People store powder and ammunition at their own home and always have, powder houses were used to store large quantities but they weren’t the single storage place. Marking the bullets, you’re gonna have a hard time convincing those who pack their own bullets (and there are many) to add their address.
Society is a contract and those who use guns when they break the laws need to be dealt with much more harshly., armed robbery 5 years with “good” behaviour is a joke. That is the view from my friends who own firearms. Many of my Mass friends own, most of my Fla friends do.
I’ve stopped reading this blog as often as I did. I’ve enjoyed the respectful exchange of ideas from very diverse viewpoints because that is the only way I can learn about other wildly different situations, but often things descend into sanctimonious badgering (not you James)..
Good luck, the Dems are in control of the development of laws now, hope they don’t squander their chance as has happened when we’ve switched control between BOTH parties in the past.
SomervilleTom says
I’m not worried about the self-packed bullets of a collector. People also roll their own cigarettes and slaughter their own meat — so what? Shall we stop regulating RJ Reynolds and meat packers because a handful of people do it themselves?
I cure and smoke my own bacon and ferment my own pickles and sour kraut. Those choices of mine have nothing to do with needed food safety regulations.
The shooters I’m worried about couldn’t possibly pack enough of their ammunition to supply their own weapons. Stephan Paddock did not pack his own ammunition. Adam Lanza did not pack his own ammunition. The drug lords and gang leaders of our inner cities do not pack their own ammunition.

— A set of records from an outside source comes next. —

PR #8606, opened 2026-07-14
 add missing X-Content-Type-Options: nosniff header (#2412)

### LINKED ISSUE #2412: Add missing X-Content-Type-Options: nosniff header

malladinagarjuna2:
Fixes #2412

## Problem
Registry responses never set `X-Content-Type-Options`, so browsers are free to MIME-sniff
a response body away from its declared content type.

## Fix
- New `ContentTypeOptionsFilter`, mapped to `/*`, sets `X-Content-Type-Options: nosniff`
  on all responses (`REQUEST`/`FORWARD`/`ERROR` dispatchers).
- `RegistryApplicationServletFilter` re-applies the header on the disabled-API path: it
  calls `response.reset()` (which wipes all headers) and returns early, skipping the rest
  of the filter chain — so the header must be set explicitly there.

## Testing
New `ContentTypeOptionsHeaderTest` asserts the header on 5 responses: 200, mapper 404,
unknown-path 404, disabled-API 404, and 400. Written first — all 5 failed before the fix
(header absent everywhere); all 5 pass now. `DisableApisFlagsTest` still passes and
checkstyle is clean.

Also verified at runtime in dev mode: `GET /apis/registry/v3/system/info` with
`apicurio.disable.apis` set now returns `404` **with** `X-Content-Type-Options: nosniff`
(previously the response carried no headers but `Content-Length: 0`).


carlesarnal:
@malladinagarjuna2 please, only one pr at a time. I'm closing this until https://github.com/Apicurio/apicurio-registry/pull/8604 is merged.

app/src/main/java/io/apicurio/registry/ui/servlets/ContentTypeOptionsFilter.java
```diff
@@ -0,0 +1,40 @@
...
+
+    public static void addContentTypeOptionsHeaders(HttpServletResponse httpResponse) {
+        httpResponse.setHeader("X-Content-Type-Options", CONTENT_TYPE_OPTIONS_HEADER);
+    }
+
+    @Override
+    public void init(FilterConfig config) throws ServletException {
+    }
+
+    @Override
```
paoloantinori, line 34: Setting the header here (before `chain.doFilter()`) means any downstream `response.reset()` wipes it — which is exactly why you had to re-add it manually in `RegistryApplicationServletFilter`. An alternative that's reset-proof: move this into a `try { chain.doFilter(...) } finally { addContentTypeOptionsHeaders(httpResponse); }`, so the header is applied on the way back out regardless of what downstream did. Worth considering if there turn out to be other `reset()` paths.

app/src/main/java/io/apicurio/registry/rest/RegistryApplicationServletFilter.java
```diff
@@ -43,6 +44,7 @@ public void doFilter(ServletRequest request, ServletResponse response, FilterCha
                 HttpServletResponse httpResponse = (HttpServletResponse) response;
                 httpResponse.reset();
                 httpResponse.setStatus(HttpServletResponse.SC_NOT_FOUND);
+                ContentTypeOptionsFilter.addContentTypeOptionsHeaders(httpResponse);
```
paoloantinori: Good catch that this path needs explicit handling — `response.reset()` immediately above clears all headers, so the filter-chain-set header would be lost. This call restores it correctly. Just confirming the intent is intentional and documented in the PR body, which it is.

paoloantinori (commented):
Clean, well-scoped security fix — a single `/*`-mapped filter plus the explicit re-application on the disabled-API path (where `response.reset()` would otherwise wipe the header) is the right shape, and the 5-case test covers the meaningful response classes (200, mapper 404, unknown-path 404, disabled-API 404, 400). A couple of things worth double-checking:

- **Header-erasure surfaces beyond the disabled-API path.** `addContentTypeOptionsHeaders()` runs *before* `chain.doFilter()`, so any downstream component that calls `response.reset()` (or `setHeader("X-Content-Type-Options", ...)`) would drop or overwrite it. The disabled-API branch is handled explicitly; it's worth a quick grep for other `response.reset()`/`sendError`-with-fresh-response calls in the filter/servlet chain to make sure there isn't a second path with the same shape. If there is, the more robust pattern is to set the header in a `try/finally` after `chain.doFilter()` (i.e. on the way back out), which survives resets downstream.
- **`mergeable_state: dirty`.** This won't merge cleanly onto `main` right now — needs a rebase before it can land. Worth resolving before `ready`.
- Minor: the test's `@TestProfile` sets `apicurio.disable.apis=/apis/registry/v3/system/.*` at the class level, so it applies to all 5 cases. That's correct for the cases here (only `testNoSniffOnDisabledApi404` actually needs it), but if more cases are added later that assume full API availability, they'd silently inherit the disabled profile. Fine as-is; flagging for future-awareness.

EricWittmann:
@malladinagarjuna2 Unfortunately there are some conflicts that need to be fixed now!  :t-rex:

malladinagarjuna2:
@EricWittmann  will definetly fix it now .

app/src/main/java/io/apicurio/registry/ui/servlets/ContentTypeOptionsFilter.java
```diff
@@ -0,0 +1,43 @@
...
+    public void doFilter(ServletRequest request, ServletResponse response, FilterChain chain)
+            throws IOException, ServletException {
+        HttpServletResponse httpResponse = (HttpServletResponse) response;
```
paoloantinori, line 37: Because the header is set **before** `chain.doFilter()`, any downstream filter that calls `response.reset()` (the disabled-API 404 path in `RegistryApplicationServletFilter`) wipes it — which is exactly why `resetKeepingHeaders(...)` has to re-list `X-Content-Type-Options` explicitly. This cross-filter coupling is correct but implicit; a one-line comment here pointing at `RegistryApplicationServletFilter#resetKeepingHeaders` would make the dependency obvious to anyone touching either filter later.

paoloantinori (commented):
Clean follow-up — consolidating the header-preservation logic into a single `resetKeepingHeaders(...)` helper near its only caller is a nice improvement over the per-header static methods, and the test matrix (200, mapper 404, unknown-path 404, disabled-API 404, 400) covers the short-circuit paths that motivated the helper.

One real discrepancy between the description and the implementation:

- **Dispatcher coverage claim vs. web.xml.** The PR description states the filter is mapped for `REQUEST`/`FORWARD`/`ERROR` dispatchers, but the `ContentTypeOptionsFilter` mapping in `web.xml` only declares `REQUEST` and `FORWARD` (same as the sibling `HSTSFilter`). As written, a response that reaches the filter chain via an `ERROR` dispatch (e.g. a container-served error page) would **not** get the `nosniff` header. That's probably fine for this REST API in practice, and it's consistent with how HSTS behaves — but the description's explicit `ERROR` claim is inaccurate either way. Suggest either correcting the description or, if error-dispatched responses are meant to be covered, adding `<dispatcher>ERROR</dispatcher>` to the mapping. Worth a quick decision before merge so the description doesn't mislead a future maintainer.

Minor (feel free to ignore):

- The static helper is named `addContentTypeOptionsHeaders` (plural) but adds a single header. Cosmetic, but `addContentTypeOptionsHeader` would read more precisely.

malladinagarjuna2:
hey @paoloantinori  really thanks for the fast review will implement the changes told by you

paoloantinori:
You're welcome, @malladinagarjuna2 — take your time with the changes. Just ping me (or re-request review) once you've pushed and I'll take another look.

app/src/main/java/io/apicurio/registry/ui/servlets/ContentTypeOptionsFilter.java
malladinagarjuna2: nice catch @paoloantinori 
added do filters 
noiw the dependency is explicit from either side.

malladinagarjuna2:
@paoloantinori could you please review

malladinagarjuna2:
corrected the pr description rather than adding error. adding it here would reintroduce the same unproven config you flagged on the HSTS PR.and it would leave nosniff inconsistent with HSTSFilter, which is  request only. If error-dispatched coverage is ever genuinely wanted, it should land for both filters together, with a test that actually triggers a container ERROR dispatch. The description was the inaccurate part, so that's what I fixed.

Naming: renamed addContentTypeOptionsHeaders → addContentTypeOptionsHeader (singular). Note HSTSFilter.addHstsHeaders has the same plural-for-one-header wording  happy to make that a seperate issue if you want it consistent.

Cross-filter coupling: added a one-line comment on doFilter pointing at RegistryApplicationServletFilter#resetKeepingHeaders, so the dependency is explicit for anyone touching either filter.

malladinagarjuna2:
If it's useful, I can pick up the broader filter-chain audit next,  the same short-circuit pattern means any future security header (CSP, X-Frame-Options) would need the same treatment. Happy to open an issue for it, if it is not creatwed yet

paoloantinori:
Agreed on the call to correct the description rather than add the `ERROR` dispatcher here — it keeps this PR consistent with `HSTSFilter` (which also maps only `REQUEST`/`FORWARD`) and avoids re-landing the config flag under the test profile I flagged on the HSTS PR. Sound judgment.

The broader filter-chain audit is a genuinely useful idea: the `response.reset()` short-circuit in `RegistryApplicationServletFilter` is the one place that silently drops upstream security headers, so any future header (CSP, `X-Frame-Options`) would need the same `resetKeepingHeaders(...)` treatment. I'd suggest opening an issue for it so it's tracked independently of this PR, but that's a maintainer call — happy to leave it to @carlesarnal/@EricWittmann to prioritize.

From my side the head still looks good; nothing more needed from me here.

paoloantinori:
Quick pointer: I just left my re-review thoughts in the comment above (the description-only fix was the right call; head looks good from my side). Nothing more needed from me here.

malladinagarjuna2:
thanks for the review @paoloantinori
@EricWittmann  could you please re view the pr

paoloantinori:
Happy to pass this along — and as I noted in my last re-review, the head looks good from my side (the description-only fix was the right call, keeping this consistent with `HSTSFilter`). Deferring to @EricWittmann for the final look.

paoloantinori:
Happy to pass this along, @malladinagarjuna2 — as noted in my last re-review, the head looks good from my side (the description-only fix was the right call, keeping this consistent with `HSTSFilter`). Deferring the final approval to @EricWittmann.

EricWittmann:
@malladinagarjuna2 Once we get CI to run (and is green) I will merge this. :+1:

malladinagarjuna2:
Hey @EricWittmann 
I noticed a recurring issue: contributors sometimes open multiple PRs against the same issue without linking it in the description, so you end up reviewing both and the second one gets closed/wasted once the first merges.

Proposed lightweight fix: have the PR-lifecycle bot post a nudge comment (non-blocking) when a PR is opened without a Fixes #NNN/Closes #NNN reference in the body, asking the author to link the issue. I've already got a working patch against .github/scripts/pr-lifecycle.js (hooks into the existing handlePrOpened welcome-comment flow, no new workflow needed).

Want me to open an issue for this and attach the PR, or would you rather discuss the approach first?

malladinagarjuna2:
a big example of this issue is https://github.com/Apicurio/apicurio-registry/pull/8869?

EricWittmann:
Solid suggestion.  We're still working on getting better at managing the increased contributor interest!  

@paoloantinori @carlesarnal @jsenko @vandanayadav7 -- wdyt?

malladinagarjuna2:
i already have a workflow for this after this i would love to create a pr on this if you allow me

EricWittmann:
> i already have a workflow for this after this i would love to create a pr on this if you allow me

I'm asking the team their opinions, but if it's not too much trouble go ahead with a PR and we can discuss more there.

malladinagarjuna2:
alright sir, i  think due to the current workflow  raising a pr when one is already open will be difficult, so i can raise it only when this one gets merged

paoloantinori:
Agreed with Eric — the observation is fair, and it's worth a light-touch fix. A few thoughts:

- The cheapest signal already exists when PRs use `Fixes #NNN` in the body: GitHub surfaces the linked PR on the issue timeline, so a glance at the issue shows how many open PRs target it. The gap is that not every contributor uses the keyword (this PR does, which is why it reads cleanly).
- A GitHub Action that comments on a newly-opened PR when it references an issue that already has another open, non-draft PR would surface the overlap early without blocking either side. The thing I'd avoid is auto-closing the second one — sometimes two approaches to the same issue are legitimately worth comparing.
- One guard that covers both the duplicate case *and* the unlinked case: have the action nudge when the issue link is missing from the body, rather than only flagging duplicates. That single check tends to solve most of the friction.

Happy to weigh in on a concrete proposal whenever you open it — no strong objection to you driving it.

malladinagarjuna2:
@EricWittmann  idk why the verification is failing everytime

malladinagarjuna2:
@EricWittmann  all tests have pass it's now good to merge

carlesarnal:
> #8869

I think it's a good idea.

PR #8608, opened 2026-07-14
fix(rest): return 400 instead of 500 when rendering an invalid prompt template

Me-Priyank:
## What

`POST /groups/{groupId}/artifacts/{artifactId}/versions/{versionExpression}/render` returns **500** when the stored PROMPT_TEMPLATE content is unparseable or has no `template` field. The request itself is well formed, the stored content simply isn't a usable prompt template, so this should be a 4xx.

Reported privately by email to @EricWittmann and @carlesarnal; opening this PR at Eric's suggestion.
## Why it matters

`PromptRenderingService.render()` wrapped every failure, including content-shaped ones, in a plain `RuntimeException`. That type isn't in `HttpStatusCodeMap`, so `getCode()` falls back to `HTTP_INTERNAL_ERROR`.

`CoreRegistryExceptionMapperService` reports **every** 500 to `ResponseErrorLivenessCheck`, whose `error-threshold` defaults to `1` per 60s window. So repeated render calls against one malformed template can drive `/health/live` down. The 500 response body also surfaced the underlying parser error.

Malformed content is storable because content is only validated on creation when a VALIDITY rule is enabled, which is off by default.

## Changes

`PromptRenderingService`:

- `extractTemplateText`: throw `BadRequestException` instead of `IllegalArgumentException` when the `template` field is missing.
- `parseContent`: throw `BadRequestException` when the content parses as neither YAML nor JSON. No cause is attached, so the response no longer exposes the raw parser message.
- Remove the blanket `catch (Exception) -> RuntimeException`. It produced the 500s, and it would otherwise re-wrap the mapped exception. Genuinely unexpected errors still surface as 500 and are still reported to the liveness check, which is the intent.

`BadRequestException` is already mapped to 400 in `HttpStatusCodeMap`, and is already what this endpoint throws for the wrong-artifact-type case, so no new exception type or mapping is introduced.

## Tests

- `PromptRenderTest`: two new cases asserting **400** (not 500), a template with no `template` field, and unparseable content.
- `PromptRenderingServiceTest`: the two existing error-case tests now assert `BadRequestException` instead of `RuntimeException`; added cases for empty content and non-object content.

Both new REST cases fail with `Expected status code <400> but was <500>` (emitting two `[500 ERROR DETECTED]` liveness reports) without the service change, and pass with it.

## Not changed

A non-textual `template` (e.g. `template: {a: 1}`) still renders as an empty string via `asText()`. It never throws, so it isn't part of this issue, happy to address it separately if you'd prefer.

### DIFF
--- a/app/src/main/java/io/apicurio/registry/services/PromptRenderingService.java
+++ b/app/src/main/java/io/apicurio/registry/services/PromptRenderingService.java
@@ -5,8 +5,7 @@ import io.apicurio.registry.content.ContentHandle;
 import io.apicurio.registry.rest.v3.beans.RenderPromptResponse;
 import io.apicurio.registry.rest.v3.beans.RenderValidationError;
 import jakarta.enterprise.context.ApplicationScoped;
-import jakarta.inject.Inject;
-import org.slf4j.Logger;
+import jakarta.ws.rs.BadRequestException;
 
 import java.util.ArrayList;
 import java.util.Iterator;
@@ -26,9 +25,6 @@ public class PromptRenderingService {
 
     private static final Pattern VARIABLE_PATTERN = Pattern.compile("\\{\\{([^}]+)\\}\\}");
 
-    @Inject
-    Logger log;
-
     /**
      * Renders a prompt template by substituting variables.
      *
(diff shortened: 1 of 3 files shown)


carlesarnal:
@Me-Priyank  please, only one pr at a time, we don't have the bandwidth to review everything, I'm closing this until https://github.com/Apicurio/apicurio-registry/pull/8587 is merged first.

Me-Priyank:
Sure @carlesarnal , thanks for the heads-up on bandwidth, happy to hold. Just for context, this is the render/liveness fix @EricWittmann asked me to open via email, so I'll reopen it right after #8587 lands. I'll keep to one PR at a time.

carlesarnal:
> Sure @carlesarnal , thanks for the heads-up on bandwidth, happy to hold. Just for context, this is the render/liveness fix @EricWittmann asked me to open via email, so I'll reopen it right after #8587 lands. I'll keep to one PR at a time.

Yup I know, I don't want to discourage, but we're a small time and we have to limit stuff a bit so we can review it carefully.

The daily shootings and chaos in Florida reflect the insane Florida gun laws. That’s one reason I choose to live in MA rather than Florida. I invite those who like Florida gun laws to move to Florida.
jconway says
Appreciate it Scott. There is no way this problem gets solved if we start with the proposition that lawful gun owners cannot be part of the solution. I do worry we are nowhere near that point as both sides retreat to their bubbles. I am all for locking up people that commit crimes with guns and I also think giving cops and the FBI access to a database of gun owners can help them solve and prevent crimes and other acts of terrorism more effectively. I just find it astonishing that 3,000 Americans died because of a hijacking and we changed all of our laws and fought two wars but ten times that many die annually from firearms and we continue to do nothing.
SomervilleTom says
The hysteria and scapegoating about “Muslim terrorists” is much more appealing to ignorant Fox viewers and the GOP thugs that pander to them than the concrete reality of just how many people guns kill and maim every year.
Ignorant Americans and the politicians they elect attack whatever scapegoat is at the top of the current list. “Muslim”, “black”, “illegal”, “Liberal” — it makes no difference whatsoever to those so eager to be led around by the nose.
By all means, let’s make sure we continue to manufacture and ship tens of millions of guns a year — and the ammunition that those killing machines require — because a handful of hobbyists stuff their own bullets.
We are a nation of paranoid delusional lunatics, led by a paranoid delusional lunatic in the White House.
Christopher says
Colonial governments also knew who had which firearms. The militia were trained to use them.